実施の形態1に係るプリンターの全体の構成を示す概略正面図である。 プリンターの全体制御部の構成を示すブロック図である。 プリンターの定着部の構成を示す図である。 実施の形態2に係る定着部の構成を示す図である。 実施の形態2に係る定着部の変形例の構成を示す図である。 実施の形態3に係る定着部の構成と制御の仕組みを示す図である。 吸水ローラーの位置を切り換える位置切換制御の内容を示すフローチャートである。 実施の形態4に係る定着部の構成を示す図である。 温度推定制御の内容を示すフローチャートの一部である。 温度推定制御の内容を示すフローチャートの残りの部分である。 温度推定処理のサブルーチンの内容を示すフローチャートである。 実施の形態5に係る定着部の構成と制御の仕組みを示す図である。 クリーニング制御の内容を示すフローチャートの一部である。 クリーニング制御の内容を示すフローチャートの残りの部分である。 実施の形態6に係る定着部の構成と制御の仕組みを示す図である。 実施の形態6に係るクリーニング制御の内容を示すフローチャートである。 クリーニング処理のサブルーチンの内容を示すフローチャートである。
以下、本発明に係る定着装置および画像形成装置の実施の形態を、タンデム型のカラープリンター(以下、単に「プリンター」という。)に適用した場合を例にして説明する。
〔実施の形態1〕
(1)プリンターの構成
図1は、プリンター1の構成を示す概略正面図である。
同図に示すように、プリンター1は、画像形成部3、中間転写部4、給送部5、定着部6、全体制御部7および操作パネル8などを備えている。
プリンター1は、ネットワーク(例えば、LAN)に接続され、外部の端末装置(不図示)からプリントジョブの実行指示を受け付けると、その指示に基づいてカラーのトナー像を形成し、形成したトナー像を記録シートへ転写してカラー画像を形成する。
画像形成部3は、作像部3Y、3M、3C、3Kと露光部10を有する。
作像部3Kは、矢印Aで示す方向に回転する感光体ドラム31と、その周囲に配設された帯電部32、現像部33、およびクリーナー34などを有しており、感光体ドラム31上にブラック(K)色のトナー像を作像する。
作像部3Y、3M、3Cは、作像部3Kと基本的に同様の構成であり、同図では符号が省略されている。作像部3Yは、イエロー(Y)色のトナー像を作像し、作像部3Mは、マゼンタ(M)色のトナー像を作像し、作像部3Cは、シアン(C)色のトナー像を作像する。
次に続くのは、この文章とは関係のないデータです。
PR #1153, opened 2023-01-30
Reverse sort stats by Scala/SJS/SN/SBT/Mill version on frontpage

### LINKED ISSUE #1151: Show Scala versions in descending order
instead of "2.10 2.11 2.12 2.13 3.x", IMO it should show as "3.x 2.13 2.12 2.11 2.10", on the general design principle of putting the more important things first

(suggested on Discord by @keynmol)

keynmol:
Closes #1151 

Front page:

image

Search results: 
image

VS the current ordering on scaladex: 
image

### DIFF
--- a/modules/server/src/main/scala/scaladex/server/route/FrontPage.scala
+++ b/modules/server/src/main/scala/scaladex/server/route/FrontPage.scala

なお、上記では、感光体ドラム31を像担持体として用いる構成としたが、これに限られず、例えば感光体ベルトなどを用いることもできる。
中間転写部4は、作像部3Y〜3Kよりも上に配置される中間転写ベルト41に加えて、駆動ローラー42、従動ローラー43、作像部3Y〜3Kのそれぞれごとに対応して配された一次転写ローラー44、二次転写ローラー45などを有している。
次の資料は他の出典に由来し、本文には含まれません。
PR #1163, opened 2023-02-14
Improve landing page - topic cloud, SJS/SN/scala highlights

keynmol:
Commence the bikeshedding!

Main changes:

- Denoise the tag cloud, by removing parentheses and moving library count into superscripts
- Highlight current versions of Scala, SJS, SN, SBT/Mill - older versions are relegated into much smaller space, to not create the impression that all are equally prominent

Before: 
image

After (note that local data doesn't have mill plugins, so it's not showing up)
image


modules/server/src/main/scala/scaladex/server/route/FrontPage.scala
```diff
@@ -69,18 +61,146 @@ class FrontPage(env: Env, database: WebDatabase, searchEngine: SearchEngine)(imp
...
+              version = sbt.version,
+              deprecated = sbt.isDeprecated,
+              libraryCount = cnt,
+              search = Url(s"search?platforms=${sbt.label}")
+            )
+        }
+        selectCurrent(allVersions).map {
+          case (currentVersion, otherVersions) =>
+            EcosystemHighlight(
+              ecosystem = "SBT",
```
sjrd, line 163:
```suggestion
              ecosystem = "sbt",
```
"sbt" is a proper noun that is always spelled all-lowercase. Even at the start of sentences.

modules/server/src/main/scala/scaladex/server/route/FrontPage.scala
```diff
@@ -69,18 +61,146 @@ class FrontPage(env: Env, database: WebDatabase, searchEngine: SearchEngine)(imp
...
+              deprecated = sjs.isDeprecated,
+              libraryCount = cnt,
+              search = Url(s"search?platforms=${sjs.label}")
+            )
+        }
+        selectCurrent(allVersions).map {
+          case (currentVersion, otherVersions) =>
+            EcosystemHighlight(
+              "Scala.js",
+              Some("Robust Scala-to-JavaScript compiler for browser and node.js."),
```
sjrd, line 84: I'm not sure if these taglines for Scala.js and Scala Native are helping in this context. Removing them would declutter a bit more, IMO.

sjrd (commented):
Looks nice. Two small suggestions.

keynmol:
> but I feel like the logos take too much space and overall the content is misaligned

I agree about the misalignment, let me try to flex a bit more.

With regards to logos, I could make them smaller - in particular I think if the Scala logos will be same size (or actually smaller) than the scalajs/native ones, it will look cleaner.

Will do another pass, and if it's a no go - will remove them completely.

bishabosha:
(from the screenshot) the projects count for Scala Native looks like it doesn't go to the next line, but does for Scala.js, is this just because the scala.js description is too long?

keynmol:
Logos were too fiddly to get right, they all have different sizes and different empty space around them.

- Removed the logos and descriptions
- greyed out versions that are truly deprecated
- Centered everything 
- Projects and versions are separate paragraphs
image

julienrf:
Thank you again for your work! The screenshot looks good to me!

Do you mind posting screenshots for various sizes of screens (especially tablet and mobile)?

keynmol:
@julienrf I took a few screenshots - seems fine at first sight.

On really narrow things we can add a media query and just flex the entire list into a single column, but imo there's not many screens around with a resolution that low to care :)

Screenshot 2023-02-14 at 16 24 08

Screenshot 2023-02-14 at 16 23 56

Screenshot 2023-02-14 at 16 23 46

keynmol:
@julienrf anything else you would want to change here?

I still think that even this (toned down) version is an improvement, but I'm happy to adjust if you have any more ideas :)

modules/template/src/main/twirl/scaladex/view/topicsCloud.scala.html
```diff
@@ -0,0 +1,10 @@
+@import scaladex.core.model._
+
+@(
+  topics: Seq[TopicCount]
+)
```
adpi2, line 5: As for `ecosystemHighlights`, I would define this component in `frontpage.scala.html`.

modules/server/src/main/assets/css/partials/_main.scss
```diff
@@ -126,6 +126,71 @@ main {
...
     }
+    .ecosystem-heading {
+      width: 100%;
+      text-align: center;
+      font-weight: bold;
+      color: white;
+      margin: 5px;
+    }
+    .ecosystem-badges {
+      display: flex;
```
adpi2, line 137: I would rather use Bootstrap grid system than flexbox. Bootstrap is built internally using flexbox, but it is easier to work with and maintain. Especially in this case where we have a fixed number of boxes on each row.

build.sbt
```diff
@@ -105,6 +105,14 @@ lazy val infra = project
         s"-Dscaladex.elasticsearch.port=$elasticsearchPort"
       )
     },
+    reStart / javaOptions ++= {
```
adpi2, line 108: Do we still need `reStart`? Why not use `bgRun` instead?

I wonder why `reStart / javaOptions` does not contain `Compile / run / javaOptions` by default. I think this should work:
```scala
reStart / javaOptions := (Compile / run / javaOptions).value
```

adpi2 (commented):
Thanks a lot @keynmol for this great proposal and for implementing it. It is very much welcome. Scaladex deserves a better front page and unfortunately we did not find much time to work on it.

I left a few comments about the code style. Here are a few more comments about the design itself:
- I think we can remove the deprecated information, to improve the readability. Because currently it is hard to understand that the style of `2.12` is different because `2.12` is not deprecated.
image
- I would expect the "181 projects" to be clickable as part of the "Scala 2.13" box, because clicking on "Scala 2.13" brings to the list of projects.
- I don't like the "Build tool plugins" title floating alone in the middle of the page. It would be more consistent if we also put titles above the Scala versions and the platform versions. But I would not mind putting no titles at all. Anywhere else on Scaladex, sbt and Mill are considered platforms, in the same way as Scala.js and Scala Native.

Those comments are open to discussion. Also if you don't want to implement the changes now, I would be okay to merge and improve later.

adpi2:
For testing, I deployed this PR to the dev environment: https://index-dev.scala-lang.org/

adpi2:
I am taking this PR over to push it to the finish line.

PR #1171, opened 2023-03-02
update scala-cli dependency using directive

laurin-no:
with scala-cli v0.2.0 the dependency using directive is renamed to `dep`. see release notes: https://github.com/VirtusLab/scala-cli/releases/tag/v0.2.0


adpi2:
Thanks for the update

adpi2 (approved):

中間転写ベルト41は、駆動ローラー42と、従動ローラー43と、4本の一次転写ローラー44とに張架されて矢印Bで示す方向に周回駆動される。
一次転写ローラー44は、作像部3Y〜3Kごとに、中間転写ベルト41を介して感光体ドラム31に対向配置されている。二次転写ローラー45は、中間転写ベルト41を介して駆動ローラー42に対向配置されている。
露光部10は、作像部3Y〜3Kよりも下に配置され、全体制御部7からの駆動信号によりY〜K色の画像形成のための光ビームLy、Lm、Lc、Lkを作像部3Y〜3Kごとに、帯電部32により帯電された感光体ドラム31に向けて発し、感光体ドラム31を照射して露光走査する。この露光走査により、作像部3Y〜3Kの各感光体ドラム31上に静電潜像が形成される。
作像部3Y〜3Kごとに、感光体ドラム31上の静電潜像は、現像部33の現像剤により現像されることにより、当該作像部に対応する色のトナー像が感光体ドラム31上に形成され、そのトナー像が一次転写ローラー44により中間転写ベルト41に一次転写される。この際、各色の作像動作は、トナー像が中間転写ベルト41上の同位置に重ね合わせて転写されるようにタイミングをずらして実行される。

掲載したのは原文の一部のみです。